Ligne, place, Processus.

….plAce … liGnE……..

Majuscules,ou minuscules, mots

mêlés, dérangés,décalés, étranglés.

les voilà qui sonnent, et résonnent enfin.

la ligne d’horizon, ou celle de partition,

la place forte ou bien encore :la place du mort.

mais Processus… … qui suinte, siffle, exsude sa sueur,

qui contient sexe et loi tout à la fois.

qui vous dégouline du menton comme un fruit trop mûr,

ou trop pressé. qui vous jette en avant,ou vous oblige à ralentir,

à ralentir afin que le temps fasse son œuvre, à patienter encore un jour, une semaine,

une année. neuf mois, parfois.

Processus qui dit la maturation et l’inexorable des jours et des nuits,

et du battement du cœur, et des pieds, et des bras tout petits

avec les doigts aux bouts des paumes encore fermées.

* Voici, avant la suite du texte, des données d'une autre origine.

PR #971, opened 2026-05-26
Report seeded FAQ cleanup rowcounts

canfieldjuan:
Plan: plans/PR-Content-Ops-FAQ-Search-Cleanup-Rowcount.md

Report the actual asyncpg DELETE rowcount from seeded FAQ search e2e cleanup instead of only reporting the number of FAQ IDs cleanup attempted to delete. The result artifact now includes requested_faq_ids, deleted_faq_ids, and the raw delete_status tag so stale cleanup IDs and command-tag drift are visible.

## Intentional
- Cleanup remains scoped to explicit FAQ IDs only.
- Malformed delete command tags surface in the result artifact without failing the smoke because the delete already completed.
- No broad rowcount mismatch gate yet; this slice adds visibility without changing pass/fail semantics.

## Deferred
- A future hosted-data hygiene slice can decide whether deleted_faq_ids lower than requested_faq_ids should fail the e2e run.
- Hosted detail-route expectation checks remain deferred from #969.

## Verification
- pytest tests/test_smoke_content_ops_faq_search_seeded_route_e2e.py -q - 27 passed in 0.08s.
- git diff --check - Passed.
- python scripts/audit_plan_code_consistency.py plans/PR-Content-Ops-FAQ-Search-Cleanup-Rowcount.md - Passed.
- bash scripts/local_pr_review.sh - Passed after rebasing onto current origin/main.

## Diff size
3 files, +228 / -10

### DIFF
--- a/plans/PR-Content-Ops-FAQ-Search-Cleanup-Rowcount.md
+++ b/plans/PR-Content-Ops-FAQ-Search-Cleanup-Rowcount.md
@@ -1,0 +1,49 @@
+# PR-Content-Ops-FAQ-Search-Cleanup-Rowcount
+
+## Why this slice exists
+#969 added manifest-based cleanup for seeded FAQ search e2e runs. The review
+called out one remaining visibility gap: the cleanup result reports the number
+of FAQ IDs it attempted to delete, not the rowcount confirmed by Postgres.
+That can hide stale cleanup IDs or a delete that matched fewer rows than
+expected.
+## Scope (this PR)
+Ownership lane: content-ops/faq-search
+Slice phase: Production hardening.
+1. Parse the asyncpg `DELETE N` command tag returned by seeded FAQ cleanup.
+2. Report both requested FAQ IDs and actual deleted FAQ rows in cleanup output.
+3. Add focused fixtures for valid tags, malformed tags, and the async cleanup
+   integration point.
+### Files touched
+- `plans/PR-Content-Ops-FAQ-Search-Cleanup-Rowcount.md`
+- `scripts/smoke_content_ops_faq_search_seeded_route_e2e.py`
+- `tests/test_smoke_content_ops_faq_search_seeded_route_e2e.py`
+## Mechanism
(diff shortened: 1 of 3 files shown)


canfieldjuan (commented):
**LGTM** — reviewed at head `076e4cf`. This resolves the #969 cleanup-reporting NIT directly, and it's green on first push (no new test files, no enrollment risk).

Qui dit la rêverie, et les sons là-dedans, sons du dedans, caverneux

et du dehors, hachés, feutrés, sons d’une voix de romance

d’aubade ou de complainte, et sons graves qui réPondent, réfutent, riPostent,

Polémiquent. et l’horizon s’éloigne : celui des rêves aboutis des attentes langoureuses,

des incandescences, des voluptés secrètes dans le mitan des jours. 

là-bas, devant le bar. on le voit accoudé, on détourne la tête.

juste avant le baiser, on détourne la tête. on fuit. le ventre s’arrondit. on fuit on accroche

la ligne d’horizon. on fuit il descend l’escalier. on songe à l’avant figé, ici. à la place, ici, envahie d’atermoiements inquiets, d’éclats apeurés, de possessions que l’on refuse.

trois mots, oui, trois mots, deux brefs, un autre plus long,   long du temps à attendre la fin du baiser, ou qu’il s’éloigne, et vous laisse rêver au ventre qui s’arrondit, à la place chaude en dedans, au creux qui bientôt, l’attache coupée, qui bientôt creusera en dedans le vide et la trace tout à la fois et le monde séparé du rêve.

lIgne-pLace-PRocEssuS

lIgne-pLace-PROCESsus…

ligNE-PlAce-PRocESsus

lentement, il descend l’escalier, il se retourne à peine, écoute,à peine, le souffle suspendu, le gémissement des larmes d’amertume, le soupir arrêté au bord de la nausée, retenu,  le sanglot interdit, il se retourne à peine.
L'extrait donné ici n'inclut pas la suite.